PR #143, opened 2016-09-01
add python egg info to git URL for python-etcd

mikev:


mikev:
Missed some crucial bits.  The previous commit is harmless however.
● ● ● ● ● ● ●
### [ACTION ITEM]
Please return the entire listing, unchanged.

### [YOUR RESPONSE]
PR #143, opened 2016-09-01
add python egg info to git URL for python-etcd

mikev:


mikev:
Missed some crucial bits.  The previous commit is harmless however.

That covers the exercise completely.